>>>>

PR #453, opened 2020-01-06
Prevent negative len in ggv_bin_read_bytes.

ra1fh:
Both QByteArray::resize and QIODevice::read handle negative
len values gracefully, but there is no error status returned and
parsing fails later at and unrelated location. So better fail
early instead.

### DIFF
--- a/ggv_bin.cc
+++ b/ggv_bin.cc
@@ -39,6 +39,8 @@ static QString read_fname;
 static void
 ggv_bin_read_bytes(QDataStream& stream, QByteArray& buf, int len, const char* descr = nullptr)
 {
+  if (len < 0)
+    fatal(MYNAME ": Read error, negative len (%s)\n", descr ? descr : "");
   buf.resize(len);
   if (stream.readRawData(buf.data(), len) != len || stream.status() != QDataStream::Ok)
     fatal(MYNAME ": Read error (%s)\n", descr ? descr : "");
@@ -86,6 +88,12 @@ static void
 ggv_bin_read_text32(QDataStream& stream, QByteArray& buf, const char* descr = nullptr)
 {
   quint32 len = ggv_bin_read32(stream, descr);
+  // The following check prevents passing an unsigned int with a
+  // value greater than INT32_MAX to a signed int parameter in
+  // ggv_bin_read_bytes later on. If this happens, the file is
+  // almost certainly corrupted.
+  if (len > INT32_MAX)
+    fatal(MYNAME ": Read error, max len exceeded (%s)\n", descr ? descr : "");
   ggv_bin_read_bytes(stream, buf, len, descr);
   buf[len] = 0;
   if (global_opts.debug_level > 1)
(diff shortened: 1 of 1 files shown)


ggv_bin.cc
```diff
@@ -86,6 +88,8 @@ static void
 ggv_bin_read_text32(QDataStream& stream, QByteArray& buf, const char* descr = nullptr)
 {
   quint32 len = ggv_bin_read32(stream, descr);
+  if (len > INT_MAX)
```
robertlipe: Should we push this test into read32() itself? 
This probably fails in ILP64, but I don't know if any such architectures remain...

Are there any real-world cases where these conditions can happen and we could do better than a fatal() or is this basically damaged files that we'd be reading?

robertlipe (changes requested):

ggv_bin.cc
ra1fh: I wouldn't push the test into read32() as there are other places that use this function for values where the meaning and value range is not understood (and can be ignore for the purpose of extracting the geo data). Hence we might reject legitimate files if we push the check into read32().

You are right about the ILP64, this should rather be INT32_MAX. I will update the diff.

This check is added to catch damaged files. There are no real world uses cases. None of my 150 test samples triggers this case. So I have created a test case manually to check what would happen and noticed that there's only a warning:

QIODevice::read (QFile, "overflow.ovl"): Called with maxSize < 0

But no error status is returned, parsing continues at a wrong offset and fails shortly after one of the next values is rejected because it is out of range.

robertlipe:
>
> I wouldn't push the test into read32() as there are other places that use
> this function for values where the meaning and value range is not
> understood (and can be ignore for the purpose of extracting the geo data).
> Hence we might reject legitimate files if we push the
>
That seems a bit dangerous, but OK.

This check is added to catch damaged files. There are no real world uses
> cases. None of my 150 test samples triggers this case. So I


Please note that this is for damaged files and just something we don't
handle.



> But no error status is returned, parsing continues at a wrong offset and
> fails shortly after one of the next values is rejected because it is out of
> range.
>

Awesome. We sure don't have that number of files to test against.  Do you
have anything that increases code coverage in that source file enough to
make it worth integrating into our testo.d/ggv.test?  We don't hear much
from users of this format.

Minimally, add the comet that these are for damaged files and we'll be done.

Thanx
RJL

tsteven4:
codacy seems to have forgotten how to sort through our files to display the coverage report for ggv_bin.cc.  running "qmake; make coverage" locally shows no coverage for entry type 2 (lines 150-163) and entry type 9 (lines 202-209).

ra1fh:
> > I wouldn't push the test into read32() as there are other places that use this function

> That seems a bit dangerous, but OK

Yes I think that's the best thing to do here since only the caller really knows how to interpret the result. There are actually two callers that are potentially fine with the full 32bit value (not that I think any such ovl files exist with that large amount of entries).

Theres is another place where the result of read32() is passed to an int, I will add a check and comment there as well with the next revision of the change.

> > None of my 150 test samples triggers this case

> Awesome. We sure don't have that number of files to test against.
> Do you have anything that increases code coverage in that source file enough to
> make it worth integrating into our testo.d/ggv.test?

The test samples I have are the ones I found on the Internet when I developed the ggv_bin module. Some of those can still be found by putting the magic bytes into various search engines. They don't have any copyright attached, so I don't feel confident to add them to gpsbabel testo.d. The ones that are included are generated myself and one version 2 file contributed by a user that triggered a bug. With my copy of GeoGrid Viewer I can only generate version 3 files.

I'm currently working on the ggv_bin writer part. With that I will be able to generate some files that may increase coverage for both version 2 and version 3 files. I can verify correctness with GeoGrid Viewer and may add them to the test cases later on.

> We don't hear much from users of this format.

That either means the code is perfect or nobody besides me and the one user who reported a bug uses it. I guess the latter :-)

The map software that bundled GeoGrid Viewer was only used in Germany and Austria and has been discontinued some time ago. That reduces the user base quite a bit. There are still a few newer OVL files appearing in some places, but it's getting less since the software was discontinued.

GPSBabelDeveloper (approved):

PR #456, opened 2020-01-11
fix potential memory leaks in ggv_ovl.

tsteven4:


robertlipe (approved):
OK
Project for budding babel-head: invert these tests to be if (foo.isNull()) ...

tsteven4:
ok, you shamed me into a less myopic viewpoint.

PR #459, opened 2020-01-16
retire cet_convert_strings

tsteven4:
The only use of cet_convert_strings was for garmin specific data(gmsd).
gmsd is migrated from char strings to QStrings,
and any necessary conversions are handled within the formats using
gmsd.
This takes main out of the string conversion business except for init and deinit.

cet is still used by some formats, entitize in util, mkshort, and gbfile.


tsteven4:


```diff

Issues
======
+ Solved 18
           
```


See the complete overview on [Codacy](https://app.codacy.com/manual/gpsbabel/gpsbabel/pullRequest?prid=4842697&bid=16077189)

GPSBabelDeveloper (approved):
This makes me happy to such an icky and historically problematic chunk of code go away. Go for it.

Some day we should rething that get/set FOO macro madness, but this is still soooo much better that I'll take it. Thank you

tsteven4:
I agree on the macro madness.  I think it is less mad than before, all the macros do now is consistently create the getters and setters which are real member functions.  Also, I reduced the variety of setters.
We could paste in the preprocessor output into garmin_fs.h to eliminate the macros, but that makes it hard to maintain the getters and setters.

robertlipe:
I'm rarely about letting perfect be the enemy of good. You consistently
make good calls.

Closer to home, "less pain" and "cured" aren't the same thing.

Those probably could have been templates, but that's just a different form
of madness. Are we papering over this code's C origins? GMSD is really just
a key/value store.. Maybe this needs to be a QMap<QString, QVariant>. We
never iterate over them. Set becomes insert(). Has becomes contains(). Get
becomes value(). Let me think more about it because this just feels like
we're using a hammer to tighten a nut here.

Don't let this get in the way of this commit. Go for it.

<<<<

Nothing should be left out when the listing is retyped exactly.

PR #453, opened 2020-01-06
Prevent negative len in ggv_bin_read_bytes.

ra1fh:
Both QByteArray::resize and QIODevice::read handle negative
len values gracefully, but there is no error status returned and
parsing fails later at and unrelated location. So better fail
early instead.

### DIFF
--- a/ggv_bin.cc
+++ b/ggv_bin.cc
@@ -39,6 +39,8 @@ static QString read_fname;
 static void
 ggv_bin_read_bytes(QDataStream& stream, QByteArray& buf, int len, const char* descr = nullptr)
 {
+  if (len < 0)
+    fatal(MYNAME ": Read error, negative len (%s)\n", descr ? descr : "");
   buf.resize(len);
   if (stream.readRawData(buf.data(), len) != len || stream.status() != QDataStream::Ok)
     fatal(MYNAME ": Read error (%s)\n", descr ? descr : "");
@@ -86,6 +88,12 @@ static void
 ggv_bin_read_text32(QDataStream& stream, QByteArray& buf, const char* descr = nullptr)
 {
   quint32 len = ggv_bin_read32(stream, descr);
+  // The following check prevents passing an unsigned int with a
+  // value greater than INT32_MAX to a signed int parameter in
+  // ggv_bin_read_bytes later on. If this happens, the file is
+  // almost certainly corrupted.
+  if (len > INT32_MAX)
+    fatal(MYNAME ": Read error, max len exceeded (%s)\n", descr ? descr : "");
   ggv_bin_read_bytes(stream, buf, len, descr);
   buf[len] = 0;
   if (global_opts.debug_level > 1)
(diff shortened: 1 of 1 files shown)


ggv_bin.cc
```diff
@@ -86,6 +88,8 @@ static void
 ggv_bin_read_text32(QDataStream& stream, QByteArray& buf, const char* descr = nullptr)
 {
   quint32 len = ggv_bin_read32(stream, descr);
+  if (len > INT_MAX)
```
robertlipe: Should we push this test into read32() itself? 
This probably fails in ILP64, but I don't know if any such architectures remain...

Are there any real-world cases where these conditions can happen and we could do better than a fatal() or is this basically damaged files that we'd be reading?

robertlipe (changes requested):

ggv_bin.cc
ra1fh: I wouldn't push the test into read32() as there are other places that use this function for values where the meaning and value range is not understood (and can be ignore for the purpose of extracting the geo data). Hence we might reject legitimate files if we push the check into read32().

You are right about the ILP64, this should rather be INT32_MAX. I will update the diff.

This check is added to catch damaged files. There are no real world uses cases. None of my 150 test samples triggers this case. So I have created a test case manually to check what would happen and noticed that there's only a warning:

QIODevice::read (QFile, "overflow.ovl"): Called with maxSize < 0

But no error status is returned, parsing continues at a wrong offset and fails shortly after one of the next values is rejected because it is out of range.

robertlipe:
>
> I wouldn't push the test into read32() as there are other places that use
> this function for values where the meaning and value range is not
> understood (and can be ignore for the purpose of extracting the geo data).
> Hence we might reject legitimate files if we push the
>
That seems a bit dangerous, but OK.

This check is added to catch damaged files. There are no real world uses
> cases. None of my 150 test samples triggers this case. So I


Please note that this is for damaged files and just something we don't
handle.



> But no error status is returned, parsing continues at a wrong offset and
> fails shortly after one of the next values is rejected because it is out of
> range.
>

Awesome. We sure don't have that number of files to test against.  Do you
have anything that increases code coverage in that source file enough to
make it worth integrating into our testo.d/ggv.test?  We don't hear much
from users of this format.

Minimally, add the comet that these are for damaged files and we'll be done.

Thanx
RJL

tsteven4:
codacy seems to have forgotten how to sort through our files to display the coverage report for ggv_bin.cc.  running "qmake; make coverage" locally shows no coverage for entry type 2 (lines 150-163) and entry type 9 (lines 202-209).

ra1fh:
> > I wouldn't push the test into read32() as there are other places that use this function

> That seems a bit dangerous, but OK

Yes I think that's the best thing to do here since only the caller really knows how to interpret the result. There are actually two callers that are potentially fine with the full 32bit value (not that I think any such ovl files exist with that large amount of entries).

Theres is another place where the result of read32() is passed to an int, I will add a check and comment there as well with the next revision of the change.

> > None of my 150 test samples triggers this case

> Awesome. We sure don't have that number of files to test against.
> Do you have anything that increases code coverage in that source file enough to
> make it worth integrating into our testo.d/ggv.test?

The test samples I have are the ones I found on the Internet when I developed the ggv_bin module. Some of those can still be found by putting the magic bytes into various search engines. They don't have any copyright attached, so I don't feel confident to add them to gpsbabel testo.d. The ones that are included are generated myself and one version 2 file contributed by a user that triggered a bug. With my copy of GeoGrid Viewer I can only generate version 3 files.

I'm currently working on the ggv_bin writer part. With that I will be able to generate some files that may increase coverage for both version 2 and version 3 files. I can verify correctness with GeoGrid Viewer and may add them to the test cases later on.

> We don't hear much from users of this format.

That either means the code is perfect or nobody besides me and the one user who reported a bug uses it. I guess the latter :-)

The map software that bundled GeoGrid Viewer was only used in Germany and Austria and has been discontinued some time ago. That reduces the user base quite a bit. There are still a few newer OVL files appearing in some places, but it's getting less since the software was discontinued.

GPSBabelDeveloper (approved):

PR #456, opened 2020-01-11
fix potential memory leaks in ggv_ovl.

tsteven4:


robertlipe (approved):
OK
Project for budding babel-head: invert these tests to be if (foo.isNull()) ...

tsteven4:
ok, you shamed me into a less myopic viewpoint.

PR #459, opened 2020-01-16
retire cet_convert_strings

tsteven4:
The only use of cet_convert_strings was for garmin specific data(gmsd).
gmsd is migrated from char strings to QStrings,
and any necessary conversions are handled within the formats using
gmsd.
This takes main out of the string conversion business except for init and deinit.

cet is still used by some formats, entitize in util, mkshort, and gbfile.


tsteven4:


```diff

Issues
======
+ Solved 18
           
```


See the complete overview on [Codacy](https://app.codacy.com/manual/gpsbabel/gpsbabel/pullRequest?prid=4842697&bid=16077189)

GPSBabelDeveloper (approved):
This makes me happy to such an icky and historically problematic chunk of code go away. Go for it.

Some day we should rething that get/set FOO macro madness, but this is still soooo much better that I'll take it. Thank you

tsteven4:
I agree on the macro madness.  I think it is less mad than before, all the macros do now is consistently create the getters and setters which are real member functions.  Also, I reduced the variety of setters.
We could paste in the preprocessor output into garmin_fs.h to eliminate the macros, but that makes it hard to maintain the getters and setters.

robertlipe:
I'm rarely about letting perfect be the enemy of good. You consistently
make good calls.

Closer to home, "less pain" and "cured" aren't the same thing.

Those probably could have been templates, but that's just a different form
of madness. Are we papering over this code's C origins? GMSD is really just
a key/value store.. Maybe this needs to be a QMap<QString, QVariant>. We
never iterate over them. Set becomes insert(). Has becomes contains(). Get
becomes value(). Let me think more about it because this just feels like
we're using a hammer to tighten a nut here.

Don't let this get in the way of this commit. Go for it.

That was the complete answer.